Rifle--if I can have any one, .338 Win. Mag. I'd love to have one of those for the great trajectory, energy, and bullet mass, but for now my .30-06 seems to do alright.


----------



## George Gravier (Oct 28, 1999)

This year I prefer my 13ft hdx with saltist 30 BG. In the woods Diamond Triumph with Muzzy MX4, Remington 870 express pump


----------



## 9 rock (Nov 30, 2008)

kingfisher55 said:


> reel- saltist 30 non level wind
> rod - rainshadow custom 20-40 class
> this set up will catch anything you want from surf or pier from crokers to king its all in how you fight the fish i use sufix 15lb line on the 30 series saltist for more line.
> as far a the perfect rifle i would go with with the remmington 750 woodsmaster semi-auto in 270 perfect for long range or for a follow up shot on big game long range to me is 200 yards i never go past that becouse to me thats not hunting when you shoot a animal from any distance past that the animal has no chance its all about fair chace to me


I am rite there with u on all accounts great combo for small to big fish,, and the 270 is just getting warmed up at 200yds


9


----------



## Islander80 (Mar 27, 2010)

I think I would go with an 11' 3-8oz Mojo with a Shimano Thunnus. You couldn't throw 1/4 oz jigs and gulp or 8oz and a spot head but you could do anything in between.
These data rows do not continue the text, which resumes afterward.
PR #1345, opened 2025-11-09
fix(cmake): Improve build dependencies and package discovery logic

djgormley:
* **Documentation Build:**
    * Added `add_dependencies(sphinx doxygen)` to ensure Doxygen completes before Sphinx starts. This fixes intermittent build failures related to "Cannot find file: index.xml".

* **Package Discovery:**
    * Set CMake policy `CMP0074` to `NEW` to silence warnings from `find_package(CUDAToolkit)`.
    * Updated HDF5 plugin search paths to correctly locate `libH5Zblosc.so` on Ubuntu 24.04.
    * Removed a premature `find_package(Julia)` call that was causing false "Julia not found" warnings.

* **Console Output:**
    * Corrected message formatting for the LAPACKE discovery and the final build configuration summary.

PR #1357, opened 2025-11-14
CI: cpu/gpu docker targets; reusable workflows.

jbmertens:
Github seems to have modified their runners so they now use a few more GB, leaving less free for us. This now causes our jobs to run out of memory, mainly due to the size of gpu tools.
To fix this, the dockerfile is split into cpu-only and incl. gpu targets. We can run CPU-only jobs with much smaller images for cpu (pytest, boost test) tests on github.

Changes include:
 - Add multiple targets for the dockerfile: cpu and gpu (gpu=last=default)
 - Re-factor CI builds into reusable workflows
 - Use ubuntu packages for blosc rather than src
 - Modify some jobs and code to allow cpu-only compiles/runs
 - Clean up space on github Ubuntu runners before building docker images
 - Corrections in cmake summary, airspy is auto by default
 - cmake extra julia check cleanup (#1345)
 - Docker should now build on diff with latest commits (or base-head diff), not always with base-head diff
 - Split up some jobs for parallel (faster) runs
 - monitor buffer and send/recv yaml test update
 - Only test a single frame in some gpu tests (faster local runs), less verbose output


.github/workflows/build_push_docker.yml
geoffryan, line 1: Could this file get a plain text comment at the top documenting its purpose, who calls it, major necessary (or optional) parameters to set when doing so?

.github/workflows/iwyu.yaml
geoffryan, line 1: Could use a comment on the top explaining when its run, what it does, possibly if its currently part of the automatic workflow, etc.

.github/workflows/manual_docker.yaml
geoffryan, line 1: This file could use a top level comment with when/how/if this action is triggered, by who, what parameters it may need, etc.

.github/workflows/scheduled_tasks.yml
geoffryan, line 1: I am not sure what.. this does exactly? Other than say that it ran.  As with the others, a doc comment at the top saying its purpose, if its currently running or a placeholder for future actions, etc.

.github/workflows/test_kotekan_build.yml
```diff
@@ -0,0 +1,101 @@
...
+        type: string
+      cmake_defs:
+        required: true
+        type: string
+      post_build:
+        required: true
+        type: string
+
+jobs:
+  build:
```
geoffryan: I think this could use a name other than "build", since it also runs the tests, etc. Maybe "run" or "test" or "ci-test"?

.github/workflows/test_kotekan_build.yml
```diff
@@ -0,0 +1,101 @@
...
+        if: inputs.cmake_defs
+        run: |
+          set -euo pipefail
+          mkdir $GITHUB_WORKSPACE/build-2404 && cd $GITHUB_WORKSPACE/build-2404
+          ccache -s
+          cmake -DARCH=haswell -Wdev -Werror=dev -Wdeprecated -Werror=deprecated ${{ inputs.cmake_defs }} ..
+          make -j $(nproc)
+          ccache -s
+
+      - name: Post-build commands
```
geoffryan: Just a quibble.  Could we call this something like "Run Commands" instead of "Post-build Commands"?

.github/workflows/test_kotekan_build.yml
geoffryan, line 1: As with the others, an explanatory comment documenting how other actions interact with this would be valuable.

.github/workflows/main.yml
geoffryan, line 1: Could use a top-level documentation comment.

.github/workflows/main.yml
```diff
@@ -11,326 +11,221 @@ on:
...
+            cmake_defs: >-
               -DCMAKE_BUILD_TYPE=Test -DWERROR=ON
               -DCMAKE_LINK_WHAT_YOU_USE=ON -DCCACHE=ON
               -DUSE_OMP=ON -DUSE_NUMA=ON -DNO_MEMLOCK=ON
-              -DUSE_CUDA=ON -DUSE_HIP=OFF -DUSE_OPENCL=OFF
+              -DUSE_CUDA=OFF -DUSE_HIP=OFF -DUSE_OPENCL=OFF
               -DUSE_ASDF=ON -DUSE_HDF5=ON -DUSE_GDAL=ON
               -DUSE_AIRSPY=ON -DUSE_LAPACK_BLAZE=ON -DUSE_FFTW=ON -DUSE_JULIA=ON -DUSE_DPDK=OFF
-              -DWITH_TESTS=ON -DWITH_BOOST_TESTS=ON
+              -DWITH_TESTS=ON -DWITH_BOOST_TESTS=OFF
```
geoffryan, line 64: This uses the same `ccache_key` as `test_gcc_basic` but uses different `cmake_defs`, is that ok?

.github/workflows/main.yml
```diff
@@ -11,326 +11,221 @@ on:
...
             post_build: |
-              # Run pytest tests
               PYTHONPATH=$GITHUB_WORKSPACE/python
```
geoffryan, line 66: I'm not sure this line does anything? To keep the change with later lines it needs an `export`. Regardless, it should be unnecessary, the `Dockerfile` already sets `PYTHONPATH` to the correct directory.

.github/workflows/main.yml
```diff
@@ -11,326 +11,221 @@ on:
...
+            cmake_defs: >-
+              -DCMAKE_BUILD_TYPE=Test -DWERROR=ON
+              -DCMAKE_LINK_WHAT_YOU_USE=ON -DCCACHE=ON
+              -DUSE_OMP=ON -DUSE_NUMA=ON -DNO_MEMLOCK=ON
+              -DUSE_CUDA=OFF -DUSE_HIP=OFF -DUSE_OPENCL=OFF
+              -DUSE_ASDF=ON -DUSE_HDF5=ON -DUSE_GDAL=ON
+              -DUSE_AIRSPY=ON -DUSE_LAPACK_BLAZE=ON -DUSE_FFTW=ON -DUSE_JULIA=ON -DUSE_DPDK=OFF
+              -DWITH_TESTS=ON -DWITH_BOOST_TESTS=OFF
+            post_build: |
+              PYTHONPATH=$GITHUB_WORKSPACE/python
```
geoffryan, line 83: Again, pythonpath set doesn't stick here.

.github/workflows/main.yml
```diff
@@ -11,326 +11,221 @@ on:
...
-              -DWITH_TESTS=ON -DWITH_BOOST_TESTS=OFF
+              -DWITH_TESTS=ON -DWITH_BOOST_TESTS=ON
             post_build: ""   # nothing to run
 
-          - id: full
-            name: "Full build + pytests tests"
-            ccache_key: kotekan-full-pytest
-            cmake_defs: &full_build_cmake_opts >-
+          # Test gcc build + serial pytests
+          - id: test_gcc_pytests
```
geoffryan: This `id` should include "serial"

.github/workflows/main.yml
```diff
@@ -11,326 +11,221 @@ on:
...
 
-          - id: boost
-            name: "Full build + boost tests"
-            ccache_key: kotekan-full-boost
-            runner: ubuntu-latest
-            container_image: ""
-            container_options: ""
-            cmake_defs: *full_build_cmake_opts
+          # Test gcc build + parallel pytests
+          - id: test_gcc_pytests
```
geoffryan: This `id` should include "parallel"

.github/workflows/main.yml
```diff
@@ -11,326 +11,221 @@ on:
...
+            ccache_key: kotekan-test-gcc-cpu
```
geoffryan, line 73: again, re-used ccache_key, but possibly different cmake defs?

.github/workflows/main.yml
```diff
@@ -11,326 +11,221 @@ on:
...
+              -DWITH_TESTS=ON -DWITH_BOOST_TESTS=ON
             post_build: |
               TEST_TIMEOUT=30
               bash $GITHUB_WORKSPACE/tests/boost/run_boost_tests.sh -v -t "${TEST_TIMEOUT}" $GITHUB_WORKSPACE/build-2404/tests/boost
 
-          - id: opencl
-            name: "OpenCL-enabled build"
-            ccache_key: kotekan-opencl
+          # Release gcc build + serial pytests
+          - id: release_gcc_pytests
```
geoffryan: `id` includes "serial"?

.github/workflows/main.yml
```diff
@@ -11,326 +11,221 @@ on:
...
-            ccache_key: kotekan-release-gcc
-            cmake_defs: &build_release_gcc_opts >-
+            post_build: |
+              PYTHONPATH=$GITHUB_WORKSPACE/python
+              PYTEST_TIMEOUT=120
+              cd $GITHUB_WORKSPACE/tests
+              pytest -v -x --timeout="${PYTEST_TIMEOUT}" -m serial
+
+          # Release gcc build + parallel pytests
+          - id: release_gcc_pytests
```
geoffryan: `id` should include parallel

.github/workflows/main.yml
```diff
@@ -11,326 +11,221 @@ on:
...
               -DUSE_OMP=ON -DUSE_NUMA=ON -DNO_MEMLOCK=ON
-              -DUSE_CUDA=ON -DUSE_HIP=OFF -DUSE_OPENCL=OFF
+              -DUSE_CUDA=OFF -DUSE_HIP=OFF -DUSE_OPENCL=OFF
               -DUSE_ASDF=ON -DUSE_HDF5=ON -DUSE_GDAL=ON
-              -DUSE_AIRSPY=ON -DUSE_LAPACK_BLAZE=ON -DUSE_FFTW=ON -DUSE_JULIA=ON -DUSE_DPDK=ON
+              -DUSE_AIRSPY=ON -DUSE_LAPACK_BLAZE=ON -DUSE_FFTW=ON -DUSE_JULIA=ON -DUSE_DPDK=OFF
               -DWITH_TESTS=ON -DWITH_BOOST_TESTS=OFF
             post_build: |
-              # Run pytest tests
               PYTHONPATH=$GITHUB_WORKSPACE/python
```
geoffryan, line 132: needs an `export`, or trust the Dockerfile.

.github/workflows/main.yml
```diff
@@ -11,326 +11,221 @@ on:
...
+              -DUSE_AIRSPY=ON -DUSE_LAPACK_BLAZE=ON -DUSE_FFTW=ON -DUSE_JULIA=ON -DUSE_DPDK=OFF
               -DWITH_TESTS=ON -DWITH_BOOST_TESTS=OFF
-            post_build: ""   # Any OpenCL-specific commands to test?
-          
-          - id: release_pytest_gcc
-            name: "Release build + pytest"
-            ccache_key: kotekan-release-gcc
-            cmake_defs: &build_release_gcc_opts >-
+            post_build: |
+              PYTHONPATH=$GITHUB_WORKSPACE/python
```
geoffryan, line 115: needs `export`, or just trust the dockerfile.

.github/workflows/main.yml
```diff
@@ -11,326 +11,221 @@ on:
...
+              PYTEST_TIMEOUT=120
+              cd $GITHUB_WORKSPACE/tests
+              pytest -v -x --timeout="${PYTEST_TIMEOUT}" -m serial
+
+          # Release gcc build + parallel pytests
+          - id: release_gcc_pytests
+            ccache_key: kotekan-release-gcc-cpu
```
geoffryan, line 122: Re-using ccache_key, possibly with different cmake defs?

config/ci-tests/README.md
```diff
@@ -25,5 +25,5 @@ Failed: 1
 Timed out: 1
 
 Failed tests:
-  - config/ci-tests/test_broken.yaml (exit code: 1)
+  - config/ci-tests/batch/test_broken.yaml (exit code: 1)
```
geoffryan: "batch" -> "cpu_batch"?

config/ci-tests/gpu_batch/verify_cuda_n2k.yaml
```diff
@@ -272,13 +269,13 @@ check_correlation_data:
     kotekan_stage: testDataCheckInt
     first_buf: host_correlation_buffer
     second_buf: simulated_correlation_buffer
-    num_frames_to_test: 2*buffer_depth
+    num_frames_to_test: 1
```
geoffryan: Running this for more than a buffer depth is important, have found bugs that way. Please revert to `2 * buffer_depth`.

config/ci-tests/gpu_batch/verify_cuda_n2k.yaml
```diff
@@ -272,13 +269,13 @@ check_correlation_data:
...
     check_metadata: True
 
 check_counts_data:
     kotekan_stage: testDataCheckInt
     first_buf: host_counts_buffer
     second_buf: simulated_counts_buffer
-    num_frames_to_test: 2*buffer_depth
+    num_frames_to_test: 2
```
geoffryan: See above, should remain `2 * buffer_depth`

config/ci-tests/gpu_batch/verify_cuda_n2k_corr.yaml
```diff
@@ -164,5 +163,5 @@ check_data:
     kotekan_stage: testDataCheckInt
     first_buf: host_correlation_buffer
     second_buf: simulated_correlation_buffer
-    num_frames_to_test: buffer_depth
+    num_frames_to_test: 1
```
geoffryan: Should remain `buffer_depth`

lib/stages/monitorBuffer.cpp
```diff
@@ -26,26 +27,107 @@ STAGE_CONSTRUCTOR(monitorBuffer) {
...
+
+        if (consume_frames) {
+            for (auto& state : buffer_states) {
+                while (!stop_thread) {
+                    struct timespec deadline;
+                    clock_gettime(CLOCK_REALTIME, &deadline);
+                    int status = state.buffer->wait_for_full_frame_timeout(
+                        consumer_name, state.next_frame_id, deadline);
+                    if (status == -1) {
+                        goto end_loop;
```
geoffryan, line 75: whoa! I thought this was C++, not K&R C :p

lib/stages/monitorBuffer.cpp
```diff
@@ -26,26 +27,107 @@ STAGE_CONSTRUCTOR(monitorBuffer) {
...
+    double monitor_start_time = e_time();
+    const std::string& consumer_name = get_unique_name();
+
     while (!stop_thread) {
+
+        if (consume_frames) {
+            for (auto& state : buffer_states) {
+                while (!stop_thread) {
+                    struct timespec deadline;
+                    clock_gettime(CLOCK_REALTIME, &deadline);
```
geoffryan: CLOCK_REALTIME is not reliable for purposes like this (it can return negative time differences in the future, etc), CLOCK_MONOTONIC_RAW would be a better choice here.

geoffryan: Except that `last_arrival_time` in the Buffer is set using `e_time()` from `lib/util/util.hpp` which calls `gettimeofday` from `<sys/time.h>` which also shouldn't be used for serious things...  For now, this should probably just also use `e_time()` to be consistent.

geoffryan (changes requested):
Looks great!  Mostly requesting some documentation for the CI system, and a few quibbles about some individual tests and stages.

tests/notest_baseband_readout.py
geoffryan, line 1: Instead, do you want to just move this to `notest_baseband_readout.py` as we did for a couple other tests? This feels easy to miss later, it should be obvious we're not running this test.

.github/workflows/scheduled_tasks.yml
jbmertens: On this branch, nothing, but hopefully it'll make it into the main branch eventually, then can be used to trigger docker builds manually through github ui. (comment added)

.github/workflows/test_kotekan_build.yml
jbmertens: Wanted to keep it short, since the job names are getting a bit out of hand. "test" seems good

config/ci-tests/gpu_batch/verify_cuda_n2k.yaml
jbmertens: Any objection moving this to a scheduled overnight test then?

lib/stages/monitorBuffer.cpp
jbmertens: Haha, just following code patterns already in here... I think @andrerenard  had a reason for this?

.github/workflows/main.yml
jbmertens: ~When running jobs locally with act, and not in a container, it will be needed. (Not that I've tested that for this PR...)~
Right, these do run in containers.

.github/workflows/main.yml
jbmertens: I thought about changing it, but this groups them up in the actions sidebar 🤷

config/ci-tests/gpu_batch/verify_cuda_n2k.yaml
jbmertens: Reverting it for now.

.github/workflows/main.yml
geoffryan: It merges them in the sidebar, but since they all share the "test" name you can't tell which is which without actually clicking through and seeing the text output, even their long names are identical.  If they're separate runs they should have separate names.

.github/workflows/main.yml
geoffryan: Same as above.

tests/test_compression.py
geoffryan, line 1: This is a substantial rewrite of this test with code that you state is not convincingly correct.  For now just revert this change.  If running this test becomes a bottle neck, we can come back to it and speed it up in a way we're confident is correct.

tests/test_receiveflags.py
```diff
@@ -339,7 +339,7 @@ def test_start_time(tmpdir_factory):
         [3],
     ]
     frame_flags = [[1, 0, 1, 1, 0], [1, 0, 1, 1, 1], [1, 1, 0, 1, 1], [1, 1, 1, 0, 1]]
-    ts = [time.time() + 15, time.time() + 17, time.time() + 18.5]
+    ts = [time.time() + 6, time.time() + 8, time.time() + 10]
```
geoffryan: Is it important that one of the original times was not an integer?  Maybe change the 10 to a 9.5?

tests/test_receiveflags.py
```diff
@@ -401,7 +401,7 @@ def test_start_time_out_of_order(tmpdir_factory):
...
```
geoffryan: 10 -> 9.5 ?

tests/test_receiveflags.py
```diff
@@ -575,7 +575,7 @@ def test_dset_id_change(tmpdir_factory):
...
```
geoffryan: 10 -> 9.5?

geoffryan (changes requested):
Just a couple requests, not comfortable with substantially changing tests unless we're sure we're not losing coverage.

geoffryan (approved):

PR #1360, opened 2025-11-18
fix reading of header data in bufferRecv

rhaas80:


lib/stages/monitorBuffer.cpp
```diff
@@ -93,7 +93,14 @@ void monitorBuffer::main_thread() {
 
         sleep(1);
         double cur_time = e_time();
-        for (Buffer* buf : buffers) {
+        for (size_t i = 0; i < buffers.size(); ++i) {
+            if (consume_frames && clean_exit_after_frames > 0) {
```
jbmertens, line 98: Helpful to add a comment here on why this was added (commit message is good)

jbmertens (commented):
LGTM.
Can we move the config/tests/test_send_recv.yaml to config/ci-tests/cpu_batch as part of this PR?

lib/stages/monitorBuffer.cpp
rhaas80: ok

rhaas80:
> LGTM. Can we move the config/tests/test_send_recv.yaml to config/ci-tests/cpu_batch as part of this PR?

sure. will have to run clang firmat on ctc once more. apparently debian's clang-format-18 is different from Ubuntu's :-(

jbmertens:
> > LGTM. Can we move the config/tests/test_send_recv.yaml to config/ci-tests/cpu_batch as part of this PR?
> 
> sure. will have to run clang firmat on ctc once more. apparently debian's clang-format-18 is different from Ubuntu's :-(

Oh, that's... annoying.
Maybe that was causing some of the issues in #1354 .

lib/stages/bufferSend.hpp
```diff
@@ -19,33 +19,31 @@
 #include <stdint.h>           // for uint32_t
 #include <string>             // for string, basic_string
 
+/**
+ * @struct bufferFrameHeaderNoConfigTracker
+ * @brief Wire header without the config tracker flag.
+ */
+struct bufferFrameHeaderNoConfigTracker {
```
andrerenard, line 26: `#pragma pack` worth doing there?

lib/stages/bufferSend.hpp
```diff
@@ -19,33 +19,31 @@
...
  * @struct bufferFrameHeader
  * @brief Stable wire header for transfer details.
  *
  * Uses fixed-width types and explicit padding to (hopefully) make the layout
  * consistent across compilers/ABIs without relying on packing pragmas.
  */
-struct bufferFrameHeader {
-    uint32_t metadata_size;
-    uint32_t frame_size;
+struct bufferFrameHeader : public bufferFrameHeaderNoConfigTracker {
```
andrerenard, line 40: And here?

andrerenard (approved):
This specific change looks good.  

However, given that we now have different protocols, we should really have some kind of version/protocol checking.   Ideally we'd expand the header to include some kind of cookie + protocol version.   Then at least we could generate errors if we have a mismatch between system.   That doesn't have to be part of this PR, but something we should add.   We'll have to think about how much to maintain old CHIME recv compatibility, or if we just have a legacy bufferSend for that.

jbmertens (approved):

jbmertens:
Approved, though would still like the send_recv yaml test moved. Can be a future change.

rhaas80:
> LGTM. Can we move the config/tests/test_send_recv.yaml to config/ci-tests/cpu_batch as part of this PR?

Done in 965028b15

lib/stages/bufferSend.hpp
rhaas80: maybe but it won't do anything for correctness. The standard does guarantee that a pointer to a derived class can be used as a pointer to its base class (in C this would be that a pointer to a struct can be used as a pointer to the struct's first member).

So it may possibly save some bytes (doesn't right now, there's static asserts on the expected sizes), but it won't help anything else (and it would be on the order of a couple of bytes saved).

lib/stages/bufferSend.hpp
rhaas80: same as above.

rhaas80:
> This specific change looks good.
> 
> However, given that we now have different protocols, we should really have some kind of version/protocol checking. Ideally we'd expand the header to include some kind of cookie + protocol version. Then at least we could generate errors if we have a mismatch between system. That doesn't have to be part of this PR, but something we should add. We'll have to think about how much to maintain old CHIME recv compatibility, or if we just have a legacy bufferSend for that.

As far as CHIME's receiver nodes are concerned, since they won't update their kotekan instance, there must be a way to produce the exact same network format as before. That is the two size fields and then the metadata and payload. No version information possible for this legacy format.

There's little consistency checks between independent kotekan instances. Eg it is also up to the user that the yaml config files describe compatible settings anyway.

PR #1361, opened 2025-11-18
Symbol: Add missing const in formatter

eschnett:


rhaas80 (commented):
looks ok to me

rhaas80 (approved):
looks good to me. Apparently I did not check "Approve".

Don't know much about rifles but I do know there ain't much you can't do with an 870 and a modified, full and rifled choke.


----------



## surf fisher (Aug 28, 2008)

I am going with my WRI nitro and 525 mag on the sand. 
in the woods or shoulod I say the field. it is the browning 300. 
got to reach out and touch something every now and then.


----------



## RuddeDogg (Mar 20, 2004)

My first choice would be my su1502 with a Daiwa Emblem Pro 5000, nest would be my All Star Breakaway 123 with a 525 and last would be my LDX with a Daiwa Emblem Pro 5000.


----------



## speckhunter80 (Oct 3, 2011)

Do not intend any disrespect to the OP but this question is ludicrous....come on we are FISHERMEN! :fishing: *We would never be caught dead with just one rod and reel*.


----------



## eric (Oct 24, 2007)

lami xs10mhc with a daiwa 20 size. 
small enough to fit in your sedan truck.
can throw small baits and lures to 6nbait.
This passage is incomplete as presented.